(Stored data entries)
|---|

PR #2064, opened 2024-09-19
Added dotnet wrappers for Purview telemetry

attilatoury:
#### Summary

Added three DotNet types to enable the use of Purview telemetry (audit logging) in BaseApp (24.x).

Required for deliverables [AB#549389](https://dynamicssmb2.visualstudio.com/1fcb79e7-ab07-432a-a3c6-6cf5a88ba4a5/_workitems/edit/549389) and [AB#548176](https://dynamicssmb2.visualstudio.com/1fcb79e7-ab07-432a-a3c6-6cf5a88ba4a5/_workitems/edit/548176)

### DIFF
--- a/src/System Application/App/DotNet Aliases/src/dotnet.al
+++ b/src/System Application/App/DotNet Aliases/src/dotnet.al
@@ -729,6 +729,18 @@ dotnet
         type("Microsoft.Dynamics.Nav.Runtime.Designer.NavDesignerALCopyResponse"; "NavDesignerALCopyResponse")
         {
         }
+
+        type("Microsoft.Dynamics.Nav.Runtime.CustomerAudit.CustomerAuditLoggerALHelper"; "CustomerAuditLoggerALHelper")
+        {
+        }
+
+        type("Microsoft.Dynamics.Nav.Runtime.ALSecurityOperationResult"; "ALSecurityOperationResult")
+        {
+        }
+
+        type("Microsoft.Dynamics.Nav.Runtime.ALAuditCategory"; "ALAuditCategory")
+        {
+        }
     }
 
     assembly("Microsoft.Dynamics.Nav.OAuth")


mirkobiasini (approved):

AleksandricMarko (approved):

BardurKnudsen (approved):
ok

PredragMaricic (approved):

src/System Application/App/DotNet Aliases/src/dotnet.al
```diff
@@ -729,6 +729,18 @@ dotnet
         type("Microsoft.Dynamics.Nav.Runtime.Designer.NavDesignerALCopyResponse"; "NavDesignerALCopyResponse")
         {
         }
+
+        type("Microsoft.Dynamics.Nav.Runtime.CustomerAudit.CustomerAuditLoggerALHelper"; "CustomerAuditLoggerALHelper")
```
WaelAbuSeada, line 733: Where are these libraries consumed?

WaelAbuSeada (changes requested):

src/System Application/App/DotNet Aliases/src/dotnet.al
attilatoury: @WaelAbuSeada  They will be used by the deliverables linked in this PR's summary.

[Here](https://dynamicssmb2.visualstudio.com/Dynamics%20SMB/_git/NAV/pullrequest/194895) and [here](https://dynamicssmb2.visualstudio.com/Dynamics%20SMB/_git/NAV/pullrequest/193851).

WaelAbuSeada: We should not be using more dotnet in other apps, but rather add a wrapper to it in system module or create a platform function

attilatoury: @WaelAbuSeada The functions will be used both in BaseApp (see linked deliverables) and in SystemApp ([this PR](https://github.com/microsoft/BCApps/pull/2067)) so it was my understanding that they should be added in this file.

Adding a platform function was discussed but rejected.

@mirkobiasini Could you correct me or provide some details on why that is the case?

mirkobiasini: There is a platform function which is used from 25. However, for 24, we need to use dotnet interop not to introduce breaking changes. This is due the fact that the new platform function was introduced in 24.1. Thus, it requires runtime version >= 13.1. This can be a "breaking change" to customer code. That's why we had to use dotnet for 24.

WaelAbuSeada: If it is only for 24, then it is fine. This should not go into master or any other branches after 24

WaelAbuSeada (approved):
Approving on the condition that this is only for 24

PR #2065, opened 2024-09-19
Add CLEANSCHEMA symbols

grobyns:
#### Summary 
CLEANSCHEMA symbols 

#### Work Item(s) 
Fixes [AB#549296](https://dynamicssmb2.visualstudio.com/1fcb79e7-ab07-432a-a3c6-6cf5a88ba4a5/_workitems/edit/549296)


PredragMaricic (approved):

.github/workflows/VerifyAppChanges.yaml
```diff
@@ -0,0 +1,21 @@
...
+  VerifyAppChanges:
+    runs-on: windows-latest
+    name: Verify App Changes
+    steps:
+      - name: checkout
+        uses: actions/checkout@v4
+        with:
+          ref: ${{ github.sha }}
+
+      - uses: microsoft/BCApps/.github/actions/VerifyAppChanges@features/549296
```
mazhelez: As a last commit on this PR

```suggestion
      - uses: microsoft/BCApps/.github/actions/VerifyAppChanges@main
```

.github/workflows/powershell.yaml
```diff
@@ -16,8 +12,11 @@ permissions:
   contents: read
 
 jobs:
-  build:
-    name: PSScriptAnalyzer
+  PSScriptAnalyzer:
+    # https://github.com/microsoft/action-psscriptanalyzer
```
mazhelez:
```suggestion
    # https://github.com/microsoft/psscriptanalyzer-action
```

.github/actions/VerifyAppChanges/action.yaml
```diff
@@ -0,0 +1,13 @@
+name: Verify App Changes
```
aholstrup1: Sounds a little bit broad. This string will show up in the PR so it might be a good idea to be more specific about what exactly this check does. E.g. "Test Preprocessor Symbols" or "Verify Preprocessor Symbols"

.github/actions/VerifyAppChanges/action.yaml
```diff
@@ -0,0 +1,13 @@
...
+author: Microsoft Corporation
+description: Verifies the changes on AL files changed in a PR
```
aholstrup1: This could be more specific as well

.github/workflows/VerifyAppChanges.yaml
```diff
@@ -0,0 +1,21 @@
...
+  group: ${{ github.workflow }}-${{ github.event.pull_request.number }}
+  cancel-in-progress: true
+
+jobs:
+  VerifyAppChanges:
+    runs-on: windows-latest
+    name: Verify App Changes
+    steps:
+      - name: checkout
+        uses: actions/checkout@v4
```
aholstrup1: Use a pinned depedency :) 
```suggestion
        uses: actions/checkout@692973e3d937129bcbf40652eb9f2f61becf3332 # v4.1.7
```

.github/workflows/powershell.yaml
```diff
@@ -1,8 +1,4 @@
-# https://github.com/microsoft/action-psscriptanalyzer
-# For more information on PSScriptAnalyzer in general, see
-# https://github.com/PowerShell/PSScriptAnalyzer
-
-name: PSScriptAnalyzer
+name: 'PS Goodies'
```
aholstrup1: How about "Powershell tests" or something 😄

.github/actions/VerifyAppChanges/TestPreprocessorSymbols.ps1
```diff
@@ -0,0 +1,47 @@
...
+# CLEANSCHEMA is on a 5y cycle starting from 26
+if ($CurrentVersion -le 26) {
+    $schemaLowerBound = 15
+} else {
+    $schemaLowerBound = ([math]::Floor(($CurrentVersion - 2) / 5) * 5) - 2
+}
+
+# Define the preprocessor symbols to check for
+$symbolConfigs = @(
+    @{stem = "CLEAN"; lowerBound = ($CurrentVersion - 4); upperBound = $mainVersion},
```
aholstrup1: Why not use this list of CLEAN tags? 
https://github.com/microsoft/BCApps/blob/1a67cfd41f42a3a58efce7a3fa1c8c92993e5d08/.github/AL-Go-Settings.json#L12C1-L23C5

If we calculate it like this based on the current version, we might be blocked from doing version updates

.github/actions/VerifyAppChanges/TestPreprocessorSymbols.ps1
```diff
@@ -0,0 +1,47 @@
...
+$mainVersion = Get-MaxAllowedObsoleteVersion
+
+# Get the major build version from the current branch
+$currentVersion = (Get-ConfigValue -Key "repoVersion" -ConfigType AL-Go) -split '\.' | Select-Object -First 1
+
+# CLEANSCHEMA is on a 5y cycle starting from 26
+if ($CurrentVersion -le 26) {
+    $schemaLowerBound = 15
+} else {
+    $schemaLowerBound = ([math]::Floor(($CurrentVersion - 2) / 5) * 5) - 2
```
Groenbech96: Maybe a comment to express this

Groenbech96 (commented):
Looks good, will leave to engineering systems to approve.

.github/actions/VerifyAppChanges/TestPreprocessorSymbols.ps1
grobyns: Yes, that is kind of the point. There should be no old tags left behind because no one will look at them, and this ensure that. Take the current state as example: We have main = 26 so that is the upperbound, and 22 as the lowerbound. We just cleaned up all v23 tags... When you move to 27, 23 will become the lowerbound... If there is any tag 22 or lower left then that would fail... that also means we had 2 releases to clean it up... At that point things should fail so they get cleaned up.

aholstrup1: Personally, I'm not a fan of blocking app version updates because we forgot to remove some old code. Queues are typically blocked when we update the app version in main so we want to minimize the amount of time it takes before queues can be opened again. 

Couldn't you achieve the same thing by: 
* Updating the allowed CLEAN versions when you clean up code. 
* Running this check against the list of allowed CLEAN tags

That way you make sure we clean up old code without blocking app version updates.

Groenbech96 (approved):
LGTM

.github/actions/VerifyAppChanges/TestPreprocessorSymbols.ps1
grobyns: You will run into the exact same issue because now you rely on a human to update the list... and the human will forget. It doesn't solve the problem.

aholstrup1 (dismissed):

aholstrup1 (approved):

PredragMaricic (approved):

PR #2104, opened 2024-09-25
Fix getting app ID for system objects

blrobl:
#### Summary 
GetAppIdForObject wouldn't work on System objects, since it's not on the "NAV App Installed App" record.

#### Work Item(s)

|---|

* **Task to carry out**
The expected answer is each line of the records above that includes the string "mainVersion".

* **Output**
+    @{stem = "CLEAN"; lowerBound = ($CurrentVersion - 4); upperBound = $mainVersion},
+$mainVersion = Get-MaxAllowedObsoleteVersion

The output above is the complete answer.